(TASK DIRECTIONS):
Of the lines in the data below, write out exactly those from the one holding "i personally dont" through the one holding "Also changed color", both included.

*** DATA TO USE Section Begins ***

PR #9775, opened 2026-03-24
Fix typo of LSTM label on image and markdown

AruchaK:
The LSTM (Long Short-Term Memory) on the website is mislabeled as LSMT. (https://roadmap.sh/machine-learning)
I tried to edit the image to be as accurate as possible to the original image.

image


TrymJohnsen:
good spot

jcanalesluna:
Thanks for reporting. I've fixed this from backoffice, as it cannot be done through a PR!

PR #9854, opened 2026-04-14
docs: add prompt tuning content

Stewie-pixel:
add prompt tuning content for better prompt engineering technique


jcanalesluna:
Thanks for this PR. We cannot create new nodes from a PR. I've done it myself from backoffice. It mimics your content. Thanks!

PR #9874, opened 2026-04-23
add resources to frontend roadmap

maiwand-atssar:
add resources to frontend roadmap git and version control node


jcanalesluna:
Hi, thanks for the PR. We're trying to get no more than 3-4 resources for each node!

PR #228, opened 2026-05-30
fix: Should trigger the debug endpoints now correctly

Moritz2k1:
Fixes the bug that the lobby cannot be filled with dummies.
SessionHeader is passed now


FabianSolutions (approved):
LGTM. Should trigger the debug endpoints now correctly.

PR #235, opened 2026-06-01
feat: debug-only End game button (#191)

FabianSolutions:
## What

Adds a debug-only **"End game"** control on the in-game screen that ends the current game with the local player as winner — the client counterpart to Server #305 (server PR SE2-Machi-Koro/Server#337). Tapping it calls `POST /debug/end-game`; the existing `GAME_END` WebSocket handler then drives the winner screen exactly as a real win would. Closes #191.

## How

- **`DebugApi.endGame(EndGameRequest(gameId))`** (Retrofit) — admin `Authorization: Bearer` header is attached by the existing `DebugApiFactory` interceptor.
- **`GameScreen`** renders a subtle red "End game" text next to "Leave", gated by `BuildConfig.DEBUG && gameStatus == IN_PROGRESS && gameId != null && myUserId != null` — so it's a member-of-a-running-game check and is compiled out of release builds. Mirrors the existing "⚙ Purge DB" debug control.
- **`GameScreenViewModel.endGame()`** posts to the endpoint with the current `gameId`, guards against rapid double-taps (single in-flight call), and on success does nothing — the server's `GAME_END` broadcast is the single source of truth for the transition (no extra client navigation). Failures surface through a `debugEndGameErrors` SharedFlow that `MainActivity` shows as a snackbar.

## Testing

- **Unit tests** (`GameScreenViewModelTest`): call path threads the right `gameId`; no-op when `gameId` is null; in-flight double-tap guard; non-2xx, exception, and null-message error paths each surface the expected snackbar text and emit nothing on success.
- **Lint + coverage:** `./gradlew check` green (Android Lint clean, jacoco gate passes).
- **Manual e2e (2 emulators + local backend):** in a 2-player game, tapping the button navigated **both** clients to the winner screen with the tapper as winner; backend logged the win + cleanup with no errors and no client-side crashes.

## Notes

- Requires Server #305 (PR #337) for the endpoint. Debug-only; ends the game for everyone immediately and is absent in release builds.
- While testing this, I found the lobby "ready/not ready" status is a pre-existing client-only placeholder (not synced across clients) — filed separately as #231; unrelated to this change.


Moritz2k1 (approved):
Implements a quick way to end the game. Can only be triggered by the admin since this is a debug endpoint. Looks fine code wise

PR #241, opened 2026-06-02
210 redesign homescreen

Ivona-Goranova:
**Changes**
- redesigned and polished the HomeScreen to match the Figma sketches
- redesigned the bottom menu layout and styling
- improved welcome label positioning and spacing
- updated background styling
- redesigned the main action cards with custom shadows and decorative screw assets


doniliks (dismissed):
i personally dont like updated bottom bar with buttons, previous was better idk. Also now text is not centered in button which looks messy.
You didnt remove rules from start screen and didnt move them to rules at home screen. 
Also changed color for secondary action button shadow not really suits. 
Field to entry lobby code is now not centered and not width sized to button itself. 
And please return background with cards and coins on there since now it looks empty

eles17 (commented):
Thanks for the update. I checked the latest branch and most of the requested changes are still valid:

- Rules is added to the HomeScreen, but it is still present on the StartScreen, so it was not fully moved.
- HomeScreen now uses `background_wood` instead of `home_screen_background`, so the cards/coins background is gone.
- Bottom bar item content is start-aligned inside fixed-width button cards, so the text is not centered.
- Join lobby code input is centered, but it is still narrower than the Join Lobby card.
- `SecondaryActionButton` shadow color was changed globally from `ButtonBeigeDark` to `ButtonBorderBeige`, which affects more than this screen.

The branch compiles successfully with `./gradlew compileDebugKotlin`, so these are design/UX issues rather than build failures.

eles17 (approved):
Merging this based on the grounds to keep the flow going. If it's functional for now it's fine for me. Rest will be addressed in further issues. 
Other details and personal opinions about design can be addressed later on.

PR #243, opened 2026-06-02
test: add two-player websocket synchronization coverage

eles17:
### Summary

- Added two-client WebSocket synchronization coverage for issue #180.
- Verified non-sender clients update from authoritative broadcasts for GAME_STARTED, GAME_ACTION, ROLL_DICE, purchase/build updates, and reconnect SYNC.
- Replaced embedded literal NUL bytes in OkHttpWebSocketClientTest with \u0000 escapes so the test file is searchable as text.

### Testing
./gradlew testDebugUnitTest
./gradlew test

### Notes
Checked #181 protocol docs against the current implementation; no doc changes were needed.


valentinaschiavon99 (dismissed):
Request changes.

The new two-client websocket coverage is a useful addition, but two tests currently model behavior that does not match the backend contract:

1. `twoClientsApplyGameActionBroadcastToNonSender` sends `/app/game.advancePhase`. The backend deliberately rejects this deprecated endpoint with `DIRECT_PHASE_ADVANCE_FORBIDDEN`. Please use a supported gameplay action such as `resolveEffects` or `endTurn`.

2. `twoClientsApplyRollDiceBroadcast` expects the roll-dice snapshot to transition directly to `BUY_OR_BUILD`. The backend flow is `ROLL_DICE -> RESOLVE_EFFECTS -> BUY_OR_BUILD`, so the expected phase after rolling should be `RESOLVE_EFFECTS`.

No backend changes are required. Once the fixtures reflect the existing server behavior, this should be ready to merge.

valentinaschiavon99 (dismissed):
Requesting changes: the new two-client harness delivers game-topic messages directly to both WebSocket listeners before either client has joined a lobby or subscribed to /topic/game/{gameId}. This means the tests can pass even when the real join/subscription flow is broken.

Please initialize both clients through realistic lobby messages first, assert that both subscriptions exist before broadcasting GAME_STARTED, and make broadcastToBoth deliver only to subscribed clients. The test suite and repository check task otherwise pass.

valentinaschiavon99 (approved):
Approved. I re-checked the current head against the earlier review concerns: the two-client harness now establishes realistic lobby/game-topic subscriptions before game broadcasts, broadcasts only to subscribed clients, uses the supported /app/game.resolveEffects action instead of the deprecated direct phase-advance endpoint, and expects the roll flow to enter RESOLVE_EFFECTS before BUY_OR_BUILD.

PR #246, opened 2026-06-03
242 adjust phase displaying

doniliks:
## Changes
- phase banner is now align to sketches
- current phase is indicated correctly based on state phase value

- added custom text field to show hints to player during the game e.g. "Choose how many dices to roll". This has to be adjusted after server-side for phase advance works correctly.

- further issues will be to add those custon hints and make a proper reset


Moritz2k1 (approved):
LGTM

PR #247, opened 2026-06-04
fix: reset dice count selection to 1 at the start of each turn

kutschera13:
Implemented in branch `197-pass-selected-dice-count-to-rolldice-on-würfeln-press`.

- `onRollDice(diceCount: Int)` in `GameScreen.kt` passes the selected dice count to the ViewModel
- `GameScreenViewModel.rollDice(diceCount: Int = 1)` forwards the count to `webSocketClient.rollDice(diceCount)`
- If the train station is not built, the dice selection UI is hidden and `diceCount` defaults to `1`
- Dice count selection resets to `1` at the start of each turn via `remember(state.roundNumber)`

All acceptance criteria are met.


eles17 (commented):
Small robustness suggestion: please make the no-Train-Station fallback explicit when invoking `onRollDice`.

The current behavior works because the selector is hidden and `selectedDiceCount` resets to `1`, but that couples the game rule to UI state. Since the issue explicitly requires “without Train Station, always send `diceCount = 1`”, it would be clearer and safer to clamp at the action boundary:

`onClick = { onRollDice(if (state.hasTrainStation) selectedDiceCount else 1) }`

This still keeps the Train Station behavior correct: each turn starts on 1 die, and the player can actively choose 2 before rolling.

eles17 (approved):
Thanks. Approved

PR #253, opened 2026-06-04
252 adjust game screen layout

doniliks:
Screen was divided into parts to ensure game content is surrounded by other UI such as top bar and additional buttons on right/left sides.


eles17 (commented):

*** DATA TO USE Section Ends ***

(THE COMPLETED TASK):
i personally dont like updated bottom bar with buttons, previous was better idk. Also now text is not centered in button which looks messy.
You didnt remove rules from start screen and didnt move them to rules at home screen. 
Also changed color for secondary action button shadow not really suits. 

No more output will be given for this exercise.